**Records from a data source:**
*** Begin section ***

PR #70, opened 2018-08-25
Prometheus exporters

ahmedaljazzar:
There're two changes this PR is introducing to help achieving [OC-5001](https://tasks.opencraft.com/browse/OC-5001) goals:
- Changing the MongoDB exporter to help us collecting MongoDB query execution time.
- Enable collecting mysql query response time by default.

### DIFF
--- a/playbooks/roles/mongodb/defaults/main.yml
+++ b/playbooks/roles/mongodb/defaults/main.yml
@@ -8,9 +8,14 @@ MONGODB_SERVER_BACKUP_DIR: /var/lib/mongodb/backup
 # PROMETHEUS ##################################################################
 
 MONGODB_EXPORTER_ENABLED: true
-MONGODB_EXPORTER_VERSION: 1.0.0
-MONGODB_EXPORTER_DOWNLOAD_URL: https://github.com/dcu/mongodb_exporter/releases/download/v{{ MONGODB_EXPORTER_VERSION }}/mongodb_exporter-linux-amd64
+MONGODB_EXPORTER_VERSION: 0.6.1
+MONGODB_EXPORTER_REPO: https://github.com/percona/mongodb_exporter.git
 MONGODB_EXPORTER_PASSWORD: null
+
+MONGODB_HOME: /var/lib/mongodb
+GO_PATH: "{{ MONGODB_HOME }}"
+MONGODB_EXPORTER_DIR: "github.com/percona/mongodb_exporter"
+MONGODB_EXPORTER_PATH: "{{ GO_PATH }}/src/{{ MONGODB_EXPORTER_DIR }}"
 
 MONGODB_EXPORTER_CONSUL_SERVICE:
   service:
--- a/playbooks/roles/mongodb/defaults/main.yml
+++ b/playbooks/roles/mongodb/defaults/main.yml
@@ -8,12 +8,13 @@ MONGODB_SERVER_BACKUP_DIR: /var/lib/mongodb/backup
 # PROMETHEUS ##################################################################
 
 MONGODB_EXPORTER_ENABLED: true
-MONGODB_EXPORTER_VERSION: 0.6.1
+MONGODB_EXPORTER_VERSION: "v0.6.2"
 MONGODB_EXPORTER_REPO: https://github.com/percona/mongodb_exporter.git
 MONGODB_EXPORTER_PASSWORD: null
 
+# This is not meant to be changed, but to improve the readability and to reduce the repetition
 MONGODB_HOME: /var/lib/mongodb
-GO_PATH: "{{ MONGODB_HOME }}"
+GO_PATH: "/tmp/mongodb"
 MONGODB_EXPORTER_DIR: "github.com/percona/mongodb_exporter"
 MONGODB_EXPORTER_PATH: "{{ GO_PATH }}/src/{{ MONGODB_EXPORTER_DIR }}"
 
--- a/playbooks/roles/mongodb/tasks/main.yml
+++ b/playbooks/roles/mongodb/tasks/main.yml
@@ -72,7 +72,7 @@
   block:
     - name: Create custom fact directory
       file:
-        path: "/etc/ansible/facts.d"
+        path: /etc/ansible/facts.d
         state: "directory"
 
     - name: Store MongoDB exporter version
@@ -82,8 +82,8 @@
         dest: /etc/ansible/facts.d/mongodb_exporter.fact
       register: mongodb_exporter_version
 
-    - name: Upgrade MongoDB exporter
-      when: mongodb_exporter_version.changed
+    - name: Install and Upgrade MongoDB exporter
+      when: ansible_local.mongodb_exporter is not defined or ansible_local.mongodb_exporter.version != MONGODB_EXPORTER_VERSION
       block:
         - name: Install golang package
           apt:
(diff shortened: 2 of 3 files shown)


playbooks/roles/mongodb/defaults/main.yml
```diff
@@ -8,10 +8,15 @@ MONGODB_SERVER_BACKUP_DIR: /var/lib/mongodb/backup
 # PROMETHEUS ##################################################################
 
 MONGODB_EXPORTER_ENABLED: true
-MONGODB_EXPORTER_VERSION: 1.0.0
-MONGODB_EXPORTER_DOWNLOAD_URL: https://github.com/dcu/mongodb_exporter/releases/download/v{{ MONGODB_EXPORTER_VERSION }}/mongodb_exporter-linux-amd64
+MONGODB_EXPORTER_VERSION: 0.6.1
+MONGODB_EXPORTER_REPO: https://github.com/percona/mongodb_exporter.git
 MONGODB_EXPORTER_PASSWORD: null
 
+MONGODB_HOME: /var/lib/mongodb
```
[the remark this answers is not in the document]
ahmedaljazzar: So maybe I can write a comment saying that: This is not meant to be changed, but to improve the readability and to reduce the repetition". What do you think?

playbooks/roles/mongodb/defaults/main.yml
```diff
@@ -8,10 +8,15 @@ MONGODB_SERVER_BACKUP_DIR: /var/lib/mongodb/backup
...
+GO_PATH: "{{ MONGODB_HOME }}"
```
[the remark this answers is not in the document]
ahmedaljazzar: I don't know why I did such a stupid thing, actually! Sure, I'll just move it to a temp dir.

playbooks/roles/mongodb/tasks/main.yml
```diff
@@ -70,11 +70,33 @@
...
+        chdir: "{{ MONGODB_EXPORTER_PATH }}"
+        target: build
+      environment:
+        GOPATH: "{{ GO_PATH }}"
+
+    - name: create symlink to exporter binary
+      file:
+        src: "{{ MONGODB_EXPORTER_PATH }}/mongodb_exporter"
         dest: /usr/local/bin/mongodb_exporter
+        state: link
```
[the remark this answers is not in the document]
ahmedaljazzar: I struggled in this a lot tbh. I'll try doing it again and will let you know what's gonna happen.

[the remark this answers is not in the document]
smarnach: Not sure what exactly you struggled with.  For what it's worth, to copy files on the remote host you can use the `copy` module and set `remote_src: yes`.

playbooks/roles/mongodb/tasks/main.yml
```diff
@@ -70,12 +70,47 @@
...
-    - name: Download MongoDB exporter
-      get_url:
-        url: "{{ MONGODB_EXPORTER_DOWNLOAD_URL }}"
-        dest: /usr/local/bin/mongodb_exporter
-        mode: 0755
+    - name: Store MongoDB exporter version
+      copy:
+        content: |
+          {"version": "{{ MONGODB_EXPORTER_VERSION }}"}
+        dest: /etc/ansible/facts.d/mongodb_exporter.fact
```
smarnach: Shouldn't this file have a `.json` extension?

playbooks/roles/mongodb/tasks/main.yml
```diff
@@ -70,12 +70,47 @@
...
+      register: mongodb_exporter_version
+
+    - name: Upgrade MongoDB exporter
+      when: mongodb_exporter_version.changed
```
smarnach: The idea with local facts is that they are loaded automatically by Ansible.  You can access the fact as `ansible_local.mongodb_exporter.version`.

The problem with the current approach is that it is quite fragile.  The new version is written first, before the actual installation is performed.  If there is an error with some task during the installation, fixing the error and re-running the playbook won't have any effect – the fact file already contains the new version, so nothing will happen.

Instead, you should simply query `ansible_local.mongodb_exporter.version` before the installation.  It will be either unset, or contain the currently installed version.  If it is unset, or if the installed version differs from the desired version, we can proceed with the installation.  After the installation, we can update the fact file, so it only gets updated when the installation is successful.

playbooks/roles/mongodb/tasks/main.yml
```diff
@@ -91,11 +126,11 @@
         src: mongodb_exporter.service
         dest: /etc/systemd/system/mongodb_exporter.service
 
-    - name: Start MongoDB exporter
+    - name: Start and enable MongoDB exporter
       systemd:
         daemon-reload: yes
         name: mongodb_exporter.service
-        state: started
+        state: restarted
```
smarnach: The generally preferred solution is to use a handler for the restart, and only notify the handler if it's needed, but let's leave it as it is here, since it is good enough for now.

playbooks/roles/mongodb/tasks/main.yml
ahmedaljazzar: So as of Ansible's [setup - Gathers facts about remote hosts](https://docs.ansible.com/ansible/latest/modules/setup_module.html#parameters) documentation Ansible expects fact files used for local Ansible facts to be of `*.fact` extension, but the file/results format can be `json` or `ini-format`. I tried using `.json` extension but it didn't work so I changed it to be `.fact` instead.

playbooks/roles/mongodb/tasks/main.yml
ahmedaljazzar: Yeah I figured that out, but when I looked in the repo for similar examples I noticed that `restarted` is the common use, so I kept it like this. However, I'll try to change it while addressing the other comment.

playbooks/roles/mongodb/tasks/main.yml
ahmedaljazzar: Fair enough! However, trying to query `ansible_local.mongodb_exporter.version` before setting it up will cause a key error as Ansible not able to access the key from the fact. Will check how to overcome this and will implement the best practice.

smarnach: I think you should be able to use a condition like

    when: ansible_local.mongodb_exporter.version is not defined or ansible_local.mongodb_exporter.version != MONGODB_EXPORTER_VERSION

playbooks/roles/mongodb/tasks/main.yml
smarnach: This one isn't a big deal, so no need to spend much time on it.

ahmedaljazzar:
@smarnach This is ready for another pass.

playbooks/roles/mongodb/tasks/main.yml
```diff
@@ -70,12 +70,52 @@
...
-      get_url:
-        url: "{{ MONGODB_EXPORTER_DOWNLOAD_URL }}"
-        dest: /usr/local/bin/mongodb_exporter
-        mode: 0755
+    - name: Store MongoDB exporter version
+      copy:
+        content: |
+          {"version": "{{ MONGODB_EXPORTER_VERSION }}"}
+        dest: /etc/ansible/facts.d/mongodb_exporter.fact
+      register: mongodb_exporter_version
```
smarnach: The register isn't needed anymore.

*** End section ***
*** Begin section ***

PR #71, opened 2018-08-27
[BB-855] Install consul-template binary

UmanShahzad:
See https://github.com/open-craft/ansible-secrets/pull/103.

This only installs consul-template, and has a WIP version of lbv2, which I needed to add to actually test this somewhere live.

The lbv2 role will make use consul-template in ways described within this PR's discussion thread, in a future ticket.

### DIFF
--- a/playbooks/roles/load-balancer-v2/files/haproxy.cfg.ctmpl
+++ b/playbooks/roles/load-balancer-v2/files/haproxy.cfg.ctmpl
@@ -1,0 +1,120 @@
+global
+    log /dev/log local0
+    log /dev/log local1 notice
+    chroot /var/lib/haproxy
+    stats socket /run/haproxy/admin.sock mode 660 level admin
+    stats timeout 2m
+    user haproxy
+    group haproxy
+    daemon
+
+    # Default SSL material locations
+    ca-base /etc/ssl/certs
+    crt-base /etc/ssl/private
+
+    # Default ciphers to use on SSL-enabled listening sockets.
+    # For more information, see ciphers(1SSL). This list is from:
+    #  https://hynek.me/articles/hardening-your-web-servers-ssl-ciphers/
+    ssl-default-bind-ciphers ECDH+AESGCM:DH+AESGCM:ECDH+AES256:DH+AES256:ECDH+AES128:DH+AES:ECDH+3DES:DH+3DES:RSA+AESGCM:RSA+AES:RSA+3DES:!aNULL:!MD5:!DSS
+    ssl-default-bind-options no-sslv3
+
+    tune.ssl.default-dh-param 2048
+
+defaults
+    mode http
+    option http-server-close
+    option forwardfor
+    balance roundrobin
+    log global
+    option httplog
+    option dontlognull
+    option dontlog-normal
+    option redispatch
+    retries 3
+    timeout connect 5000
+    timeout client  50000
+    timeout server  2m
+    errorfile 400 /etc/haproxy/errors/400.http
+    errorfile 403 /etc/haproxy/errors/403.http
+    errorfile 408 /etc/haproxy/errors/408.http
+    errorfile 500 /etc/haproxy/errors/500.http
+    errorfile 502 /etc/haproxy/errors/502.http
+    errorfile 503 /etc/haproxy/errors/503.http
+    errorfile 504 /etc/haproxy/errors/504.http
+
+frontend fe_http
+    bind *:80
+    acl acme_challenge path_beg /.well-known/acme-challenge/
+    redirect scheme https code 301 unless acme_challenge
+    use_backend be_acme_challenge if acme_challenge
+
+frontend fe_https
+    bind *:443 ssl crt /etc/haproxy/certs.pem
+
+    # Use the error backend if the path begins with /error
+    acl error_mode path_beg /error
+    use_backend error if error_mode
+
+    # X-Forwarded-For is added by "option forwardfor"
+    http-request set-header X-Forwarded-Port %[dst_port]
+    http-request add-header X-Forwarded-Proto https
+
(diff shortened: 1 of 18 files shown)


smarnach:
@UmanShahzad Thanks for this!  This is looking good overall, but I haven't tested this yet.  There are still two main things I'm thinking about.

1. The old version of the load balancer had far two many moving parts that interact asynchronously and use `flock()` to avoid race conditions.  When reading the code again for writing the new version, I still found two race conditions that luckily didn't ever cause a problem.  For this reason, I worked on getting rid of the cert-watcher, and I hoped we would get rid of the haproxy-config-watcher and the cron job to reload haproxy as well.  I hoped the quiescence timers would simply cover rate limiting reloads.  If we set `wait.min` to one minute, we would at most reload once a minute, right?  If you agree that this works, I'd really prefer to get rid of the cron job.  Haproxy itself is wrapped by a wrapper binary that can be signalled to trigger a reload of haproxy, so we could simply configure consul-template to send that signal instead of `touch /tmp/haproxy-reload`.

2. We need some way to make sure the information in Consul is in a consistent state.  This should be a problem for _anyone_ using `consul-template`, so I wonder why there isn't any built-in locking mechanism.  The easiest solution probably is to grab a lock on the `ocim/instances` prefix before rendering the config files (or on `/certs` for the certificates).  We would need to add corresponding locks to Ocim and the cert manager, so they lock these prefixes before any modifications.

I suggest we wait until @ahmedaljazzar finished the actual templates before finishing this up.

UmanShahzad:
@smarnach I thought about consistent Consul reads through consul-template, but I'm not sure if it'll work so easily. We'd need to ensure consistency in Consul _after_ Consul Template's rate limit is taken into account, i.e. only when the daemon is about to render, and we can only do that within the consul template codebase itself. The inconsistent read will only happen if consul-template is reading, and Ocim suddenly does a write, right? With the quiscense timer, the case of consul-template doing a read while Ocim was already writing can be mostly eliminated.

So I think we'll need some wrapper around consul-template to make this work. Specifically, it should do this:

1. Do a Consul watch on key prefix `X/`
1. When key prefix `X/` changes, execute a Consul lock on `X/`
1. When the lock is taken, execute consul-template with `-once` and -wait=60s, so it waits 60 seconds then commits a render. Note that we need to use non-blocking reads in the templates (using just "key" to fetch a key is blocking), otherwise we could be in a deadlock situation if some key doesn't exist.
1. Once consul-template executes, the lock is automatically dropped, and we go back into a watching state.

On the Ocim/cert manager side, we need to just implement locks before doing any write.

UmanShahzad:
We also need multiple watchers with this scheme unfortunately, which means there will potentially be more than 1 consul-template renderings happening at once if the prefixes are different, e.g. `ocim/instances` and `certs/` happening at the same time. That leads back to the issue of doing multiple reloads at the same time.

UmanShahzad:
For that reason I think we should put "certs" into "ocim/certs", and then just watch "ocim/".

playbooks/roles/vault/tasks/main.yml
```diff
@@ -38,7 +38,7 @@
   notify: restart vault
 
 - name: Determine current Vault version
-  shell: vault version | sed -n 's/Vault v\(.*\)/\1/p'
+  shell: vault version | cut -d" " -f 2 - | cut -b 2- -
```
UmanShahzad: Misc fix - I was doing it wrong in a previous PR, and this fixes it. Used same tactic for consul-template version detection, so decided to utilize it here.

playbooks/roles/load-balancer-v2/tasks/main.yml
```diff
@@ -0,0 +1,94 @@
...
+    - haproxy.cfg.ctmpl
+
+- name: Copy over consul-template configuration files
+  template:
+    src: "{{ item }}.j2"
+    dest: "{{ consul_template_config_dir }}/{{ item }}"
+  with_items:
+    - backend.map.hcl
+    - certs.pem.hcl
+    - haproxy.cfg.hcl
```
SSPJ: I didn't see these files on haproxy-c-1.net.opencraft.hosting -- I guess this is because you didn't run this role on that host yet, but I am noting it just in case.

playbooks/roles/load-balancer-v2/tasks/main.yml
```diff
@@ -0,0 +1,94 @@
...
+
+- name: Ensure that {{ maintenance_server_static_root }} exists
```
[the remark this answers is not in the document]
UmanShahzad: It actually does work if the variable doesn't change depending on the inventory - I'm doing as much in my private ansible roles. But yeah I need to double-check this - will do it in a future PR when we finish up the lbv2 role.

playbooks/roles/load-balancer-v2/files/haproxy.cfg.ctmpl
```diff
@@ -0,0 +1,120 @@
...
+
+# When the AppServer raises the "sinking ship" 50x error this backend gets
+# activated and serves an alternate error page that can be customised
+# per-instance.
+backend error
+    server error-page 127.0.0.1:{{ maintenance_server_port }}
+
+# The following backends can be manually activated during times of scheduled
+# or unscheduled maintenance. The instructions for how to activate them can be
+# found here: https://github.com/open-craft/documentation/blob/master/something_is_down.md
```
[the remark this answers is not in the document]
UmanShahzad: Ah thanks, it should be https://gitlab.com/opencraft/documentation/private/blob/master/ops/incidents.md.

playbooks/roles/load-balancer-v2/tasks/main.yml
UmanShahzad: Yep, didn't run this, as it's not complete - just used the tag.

*** End section ***

**What you are asked to do:** Of all the entries above, output exactly the lines between the one holding "-8,9 +8,14 @@ MONGODB_SERVER_BACKUP_DIR: /var/lib/mongodb/backup" and the one holding "(diff shortened: 2 of 3 files shown)", inclusive.

**Output of the exercise:**
@@ -8,9 +8,14 @@ MONGODB_SERVER_BACKUP_DIR: /var/lib/mongodb/backup
 # PROMETHEUS ##################################################################
 
 MONGODB_EXPORTER_ENABLED: true
-MONGODB_EXPORTER_VERSION: 1.0.0
-MONGODB_EXPORTER_DOWNLOAD_URL: https://github.com/dcu/mongodb_exporter/releases/download/v{{ MONGODB_EXPORTER_VERSION }}/mongodb_exporter-linux-amd64
+MONGODB_EXPORTER_VERSION: 0.6.1
+MONGODB_EXPORTER_REPO: https://github.com/percona/mongodb_exporter.git
 MONGODB_EXPORTER_PASSWORD: null
+
+MONGODB_HOME: /var/lib/mongodb
+GO_PATH: "{{ MONGODB_HOME }}"
+MONGODB_EXPORTER_DIR: "github.com/percona/mongodb_exporter"
+MONGODB_EXPORTER_PATH: "{{ GO_PATH }}/src/{{ MONGODB_EXPORTER_DIR }}"
 
 MONGODB_EXPORTER_CONSUL_SERVICE:
   service:
--- a/playbooks/roles/mongodb/defaults/main.yml
+++ b/playbooks/roles/mongodb/defaults/main.yml
@@ -8,12 +8,13 @@ MONGODB_SERVER_BACKUP_DIR: /var/lib/mongodb/backup
 # PROMETHEUS ##################################################################
 
 MONGODB_EXPORTER_ENABLED: true
-MONGODB_EXPORTER_VERSION: 0.6.1
+MONGODB_EXPORTER_VERSION: "v0.6.2"
 MONGODB_EXPORTER_REPO: https://github.com/percona/mongodb_exporter.git
 MONGODB_EXPORTER_PASSWORD: null
 
+# This is not meant to be changed, but to improve the readability and to reduce the repetition
 MONGODB_HOME: /var/lib/mongodb
-GO_PATH: "{{ MONGODB_HOME }}"
+GO_PATH: "/tmp/mongodb"
 MONGODB_EXPORTER_DIR: "github.com/percona/mongodb_exporter"
 MONGODB_EXPORTER_PATH: "{{ GO_PATH }}/src/{{ MONGODB_EXPORTER_DIR }}"
 
--- a/playbooks/roles/mongodb/tasks/main.yml
+++ b/playbooks/roles/mongodb/tasks/main.yml
@@ -72,7 +72,7 @@
   block:
     - name: Create custom fact directory
       file:
-        path: "/etc/ansible/facts.d"
+        path: /etc/ansible/facts.d
         state: "directory"
 
     - name: Store MongoDB exporter version
@@ -82,8 +82,8 @@
         dest: /etc/ansible/facts.d/mongodb_exporter.fact
       register: mongodb_exporter_version
 
-    - name: Upgrade MongoDB exporter
-      when: mongodb_exporter_version.changed
+    - name: Install and Upgrade MongoDB exporter
+      when: ansible_local.mongodb_exporter is not defined or ansible_local.mongodb_exporter.version != MONGODB_EXPORTER_VERSION
       block:
         - name: Install golang package
           apt:
(diff shortened: 2 of 3 files shown)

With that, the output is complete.